### TASK
Across the listing below, count every line where the string "apis" appears, then give only the count.
☆ ☆ ☆ ☆
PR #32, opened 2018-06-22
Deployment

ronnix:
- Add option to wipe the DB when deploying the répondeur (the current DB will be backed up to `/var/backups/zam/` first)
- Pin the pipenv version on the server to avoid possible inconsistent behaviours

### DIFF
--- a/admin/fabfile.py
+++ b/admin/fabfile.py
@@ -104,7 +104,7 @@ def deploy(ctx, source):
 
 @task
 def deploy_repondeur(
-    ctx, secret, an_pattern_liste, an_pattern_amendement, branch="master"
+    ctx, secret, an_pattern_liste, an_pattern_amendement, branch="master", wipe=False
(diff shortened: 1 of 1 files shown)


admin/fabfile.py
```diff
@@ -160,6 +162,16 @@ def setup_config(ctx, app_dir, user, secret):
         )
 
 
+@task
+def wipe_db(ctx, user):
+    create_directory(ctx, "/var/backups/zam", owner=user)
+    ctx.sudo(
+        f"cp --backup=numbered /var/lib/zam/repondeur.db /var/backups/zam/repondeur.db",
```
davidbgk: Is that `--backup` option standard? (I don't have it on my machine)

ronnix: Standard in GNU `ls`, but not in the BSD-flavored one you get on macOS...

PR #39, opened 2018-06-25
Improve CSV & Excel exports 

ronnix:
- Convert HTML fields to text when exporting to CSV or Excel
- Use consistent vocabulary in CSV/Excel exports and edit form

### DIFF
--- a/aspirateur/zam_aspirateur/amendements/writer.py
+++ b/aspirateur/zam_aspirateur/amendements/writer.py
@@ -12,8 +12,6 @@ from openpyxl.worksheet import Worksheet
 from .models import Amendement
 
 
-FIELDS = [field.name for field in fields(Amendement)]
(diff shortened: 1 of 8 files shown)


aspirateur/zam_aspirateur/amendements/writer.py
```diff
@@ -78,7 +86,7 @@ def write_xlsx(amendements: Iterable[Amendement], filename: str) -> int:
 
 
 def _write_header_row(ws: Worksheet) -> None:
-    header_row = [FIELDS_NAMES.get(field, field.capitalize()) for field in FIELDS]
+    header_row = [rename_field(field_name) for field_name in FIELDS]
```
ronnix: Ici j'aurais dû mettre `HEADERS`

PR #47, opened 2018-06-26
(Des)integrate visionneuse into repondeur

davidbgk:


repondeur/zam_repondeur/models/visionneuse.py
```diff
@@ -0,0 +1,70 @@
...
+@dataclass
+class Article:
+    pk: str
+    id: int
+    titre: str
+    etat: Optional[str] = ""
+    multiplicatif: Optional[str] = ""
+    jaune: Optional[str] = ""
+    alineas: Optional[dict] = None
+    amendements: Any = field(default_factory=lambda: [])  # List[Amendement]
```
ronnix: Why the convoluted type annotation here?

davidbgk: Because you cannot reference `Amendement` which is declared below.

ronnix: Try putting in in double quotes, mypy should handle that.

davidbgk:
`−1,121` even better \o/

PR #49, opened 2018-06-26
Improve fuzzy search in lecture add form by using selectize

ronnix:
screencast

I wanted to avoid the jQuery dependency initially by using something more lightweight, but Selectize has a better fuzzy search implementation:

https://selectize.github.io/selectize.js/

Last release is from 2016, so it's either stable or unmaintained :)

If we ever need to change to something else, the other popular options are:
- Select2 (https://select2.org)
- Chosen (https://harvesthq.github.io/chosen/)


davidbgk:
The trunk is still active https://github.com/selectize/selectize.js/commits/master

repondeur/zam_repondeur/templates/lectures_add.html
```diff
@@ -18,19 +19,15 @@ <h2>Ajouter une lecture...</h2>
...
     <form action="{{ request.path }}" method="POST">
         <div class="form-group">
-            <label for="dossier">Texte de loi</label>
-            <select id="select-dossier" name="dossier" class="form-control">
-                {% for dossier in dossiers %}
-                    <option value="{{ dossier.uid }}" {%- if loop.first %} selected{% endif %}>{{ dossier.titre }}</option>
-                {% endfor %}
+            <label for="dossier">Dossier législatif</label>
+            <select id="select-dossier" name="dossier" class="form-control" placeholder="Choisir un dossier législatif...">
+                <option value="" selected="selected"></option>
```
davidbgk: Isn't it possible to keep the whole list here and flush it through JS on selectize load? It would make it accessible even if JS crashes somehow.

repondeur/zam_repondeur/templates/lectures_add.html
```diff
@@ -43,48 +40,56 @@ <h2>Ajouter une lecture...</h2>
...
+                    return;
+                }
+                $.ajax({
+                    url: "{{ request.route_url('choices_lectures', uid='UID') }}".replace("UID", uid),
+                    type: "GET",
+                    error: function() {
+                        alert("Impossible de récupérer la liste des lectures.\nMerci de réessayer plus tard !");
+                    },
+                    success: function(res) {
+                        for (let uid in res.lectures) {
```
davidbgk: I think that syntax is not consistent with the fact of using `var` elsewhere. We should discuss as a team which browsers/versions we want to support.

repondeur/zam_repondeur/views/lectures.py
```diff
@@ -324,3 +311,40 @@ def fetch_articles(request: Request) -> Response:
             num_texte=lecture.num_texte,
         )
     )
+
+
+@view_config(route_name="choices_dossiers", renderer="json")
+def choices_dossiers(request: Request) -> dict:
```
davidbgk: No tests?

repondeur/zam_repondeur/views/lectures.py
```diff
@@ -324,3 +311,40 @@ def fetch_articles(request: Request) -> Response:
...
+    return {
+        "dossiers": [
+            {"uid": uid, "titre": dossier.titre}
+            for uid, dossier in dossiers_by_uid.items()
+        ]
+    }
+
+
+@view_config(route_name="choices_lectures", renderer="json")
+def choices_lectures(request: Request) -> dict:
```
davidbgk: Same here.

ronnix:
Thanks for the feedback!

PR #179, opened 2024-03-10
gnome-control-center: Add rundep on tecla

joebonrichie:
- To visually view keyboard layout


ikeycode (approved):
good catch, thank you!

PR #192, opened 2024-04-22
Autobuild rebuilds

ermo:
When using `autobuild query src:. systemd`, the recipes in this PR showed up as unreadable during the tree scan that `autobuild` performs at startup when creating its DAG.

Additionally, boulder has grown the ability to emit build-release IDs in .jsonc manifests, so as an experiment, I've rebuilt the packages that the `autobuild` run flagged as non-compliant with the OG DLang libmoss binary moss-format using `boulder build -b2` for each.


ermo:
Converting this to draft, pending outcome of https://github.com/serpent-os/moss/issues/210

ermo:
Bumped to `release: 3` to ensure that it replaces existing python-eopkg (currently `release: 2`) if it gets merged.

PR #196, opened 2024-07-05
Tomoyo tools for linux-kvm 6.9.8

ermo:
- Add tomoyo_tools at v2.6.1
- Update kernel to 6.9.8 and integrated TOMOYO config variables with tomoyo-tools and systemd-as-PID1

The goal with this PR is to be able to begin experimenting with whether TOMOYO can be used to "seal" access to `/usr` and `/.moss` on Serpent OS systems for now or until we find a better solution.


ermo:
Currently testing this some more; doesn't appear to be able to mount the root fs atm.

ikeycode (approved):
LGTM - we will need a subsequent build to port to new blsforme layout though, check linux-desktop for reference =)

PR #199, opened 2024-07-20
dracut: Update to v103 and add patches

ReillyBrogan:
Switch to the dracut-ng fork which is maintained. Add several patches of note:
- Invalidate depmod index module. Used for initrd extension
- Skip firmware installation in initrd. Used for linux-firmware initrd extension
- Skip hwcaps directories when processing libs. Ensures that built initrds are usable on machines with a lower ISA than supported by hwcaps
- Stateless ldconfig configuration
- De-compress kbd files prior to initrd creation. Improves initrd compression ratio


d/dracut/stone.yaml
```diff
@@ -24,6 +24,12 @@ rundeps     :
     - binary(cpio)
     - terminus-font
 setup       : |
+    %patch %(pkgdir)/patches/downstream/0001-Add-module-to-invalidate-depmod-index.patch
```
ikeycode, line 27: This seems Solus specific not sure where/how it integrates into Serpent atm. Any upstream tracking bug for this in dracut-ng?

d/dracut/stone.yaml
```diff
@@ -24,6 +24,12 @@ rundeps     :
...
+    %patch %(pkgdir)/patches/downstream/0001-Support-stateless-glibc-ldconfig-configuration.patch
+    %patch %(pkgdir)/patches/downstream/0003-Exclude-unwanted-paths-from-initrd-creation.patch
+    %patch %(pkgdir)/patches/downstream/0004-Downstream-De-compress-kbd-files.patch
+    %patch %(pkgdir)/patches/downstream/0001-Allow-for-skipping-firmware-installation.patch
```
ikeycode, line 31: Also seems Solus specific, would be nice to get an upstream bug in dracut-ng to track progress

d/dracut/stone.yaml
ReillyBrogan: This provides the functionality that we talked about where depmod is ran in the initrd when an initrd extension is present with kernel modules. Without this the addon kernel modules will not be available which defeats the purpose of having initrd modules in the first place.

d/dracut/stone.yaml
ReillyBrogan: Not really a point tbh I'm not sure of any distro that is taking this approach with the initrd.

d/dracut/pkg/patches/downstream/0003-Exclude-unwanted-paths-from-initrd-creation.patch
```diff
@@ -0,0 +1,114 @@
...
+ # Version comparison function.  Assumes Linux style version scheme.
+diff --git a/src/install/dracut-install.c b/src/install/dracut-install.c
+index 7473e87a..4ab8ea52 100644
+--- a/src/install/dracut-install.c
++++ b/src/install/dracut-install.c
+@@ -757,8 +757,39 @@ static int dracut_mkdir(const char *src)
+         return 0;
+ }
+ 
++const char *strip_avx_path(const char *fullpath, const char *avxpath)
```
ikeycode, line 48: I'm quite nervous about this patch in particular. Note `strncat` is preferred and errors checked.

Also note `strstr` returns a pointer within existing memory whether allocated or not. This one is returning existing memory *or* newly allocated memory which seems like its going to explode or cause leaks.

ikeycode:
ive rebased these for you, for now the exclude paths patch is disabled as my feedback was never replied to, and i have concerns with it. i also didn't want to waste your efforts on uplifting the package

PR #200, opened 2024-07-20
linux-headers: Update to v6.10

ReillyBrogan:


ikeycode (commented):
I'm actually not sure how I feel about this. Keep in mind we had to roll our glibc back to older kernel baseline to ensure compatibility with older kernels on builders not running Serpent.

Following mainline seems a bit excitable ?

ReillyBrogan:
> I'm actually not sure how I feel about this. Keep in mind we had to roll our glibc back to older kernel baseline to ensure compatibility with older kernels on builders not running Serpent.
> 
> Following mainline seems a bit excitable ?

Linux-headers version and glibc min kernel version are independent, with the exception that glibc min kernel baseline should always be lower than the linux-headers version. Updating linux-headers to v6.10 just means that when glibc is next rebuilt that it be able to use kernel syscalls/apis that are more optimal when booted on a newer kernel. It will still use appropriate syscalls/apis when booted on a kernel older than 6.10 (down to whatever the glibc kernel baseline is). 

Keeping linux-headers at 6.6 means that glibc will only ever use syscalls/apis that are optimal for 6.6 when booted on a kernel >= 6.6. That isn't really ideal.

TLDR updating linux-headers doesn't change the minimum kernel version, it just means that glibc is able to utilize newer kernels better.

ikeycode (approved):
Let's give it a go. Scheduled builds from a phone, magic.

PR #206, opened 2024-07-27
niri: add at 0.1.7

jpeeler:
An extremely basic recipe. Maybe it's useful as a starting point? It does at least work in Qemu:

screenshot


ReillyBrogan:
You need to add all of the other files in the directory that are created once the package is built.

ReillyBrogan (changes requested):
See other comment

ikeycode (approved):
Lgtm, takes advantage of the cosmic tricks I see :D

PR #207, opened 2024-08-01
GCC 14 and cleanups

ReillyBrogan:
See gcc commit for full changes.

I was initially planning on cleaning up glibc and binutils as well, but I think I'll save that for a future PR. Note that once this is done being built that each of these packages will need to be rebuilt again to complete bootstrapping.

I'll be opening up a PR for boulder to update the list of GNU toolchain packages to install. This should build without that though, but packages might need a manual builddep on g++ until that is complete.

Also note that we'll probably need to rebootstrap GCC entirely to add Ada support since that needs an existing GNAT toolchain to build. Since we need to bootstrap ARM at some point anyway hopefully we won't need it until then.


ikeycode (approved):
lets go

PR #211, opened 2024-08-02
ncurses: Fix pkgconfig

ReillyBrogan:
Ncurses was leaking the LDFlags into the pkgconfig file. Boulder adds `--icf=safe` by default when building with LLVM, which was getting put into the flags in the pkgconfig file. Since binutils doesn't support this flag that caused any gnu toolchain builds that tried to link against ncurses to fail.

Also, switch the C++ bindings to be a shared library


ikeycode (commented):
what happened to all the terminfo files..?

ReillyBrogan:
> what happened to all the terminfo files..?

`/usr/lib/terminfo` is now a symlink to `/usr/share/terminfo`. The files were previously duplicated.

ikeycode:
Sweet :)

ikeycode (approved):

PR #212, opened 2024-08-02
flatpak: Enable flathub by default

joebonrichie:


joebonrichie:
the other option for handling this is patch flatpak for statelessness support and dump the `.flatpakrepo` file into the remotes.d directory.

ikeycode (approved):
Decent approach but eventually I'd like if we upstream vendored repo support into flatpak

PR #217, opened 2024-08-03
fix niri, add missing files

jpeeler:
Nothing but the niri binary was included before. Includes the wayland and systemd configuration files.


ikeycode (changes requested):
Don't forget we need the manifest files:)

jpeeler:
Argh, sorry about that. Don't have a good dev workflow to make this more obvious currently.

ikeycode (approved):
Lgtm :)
☆ ☆ ☆ ☆
### RESULT OF THE TASK
2